Plaintiff Solar Liberty Energy Systems, Inc. engages in the business of selling and installing solar modules. (Doc. No. 18 at 1.) Plaintiff agreed to purchase solar modules from Captain Voltage and E-Village LLC for the total amount of $971,349.00 in early 2006. (Doc. No. 18 at 2.) Plaintiff claims that merchandise totaling $823,696.00 was delivered, with $147,653.00 in merchandise undelivered. Id. Plaintiff also claims to have incurred $2,950.00 for freight charges that Captain Voltage and E-Village LLC agreed to pay but failed to do so. Id.
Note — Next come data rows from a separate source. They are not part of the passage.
PR #1214, opened 2026-05-20
document health events dashboard for ops mon

myjaffoo:


huwd (dismissed):
content looks good, seems like it could use a member of EE to ✅ ?

Can you build out a bit more of a PR description too - would be good to know why we're making these changes now and what you're setting out to achive in future PRs?

galund:
Most of the content original in this PR is now on the Hub. So I'm refactoring this to link over there.

However what I've got still isn't right, because we really want to link to some documentation about the AWS Health Events dashboard and some related things... currently the docs in the Hub rather muddle this up with FinOps, so I've raised this with the EE Cloud Platform team.

PR #1234, opened 2026-06-26
Domain guidance fixes re CO:D GDS helpdesk and use cases

galund:
- fix link to CO:D service desk
- also add link to ICS helpdesk for use cases that may not be in-scope for the options suggested


louzoid-gds (approved):
LGTM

On January 12, 2010, Plaintiff obtained a default judgment in the United States District Court in the Western District of New York in the amount of $201,103.96 against Captain Voltage and E-Village,
Id. The judgment was entered against Captain Voltage and E-Village, LLC on February 24, 2010. Id. On March 14, 2011, Plaintiff received an "Exemplification Certificate" from the United States District Court for the Western District of New York for the February 24, 2010 judgment. (Decl. Simenton, ¶ 2; Exhibit 2.) On March 18, 2011, Plaintiff obtained a Clerk's Certification of Judgment, which was registered in California. Id. On March 24, 2011, Plaintiff obtained a Writ of Execution for $220,631.83, plus daily interest at the rate of $49.59. (Decl. Simenton, ¶ 2; Exhibit 3.)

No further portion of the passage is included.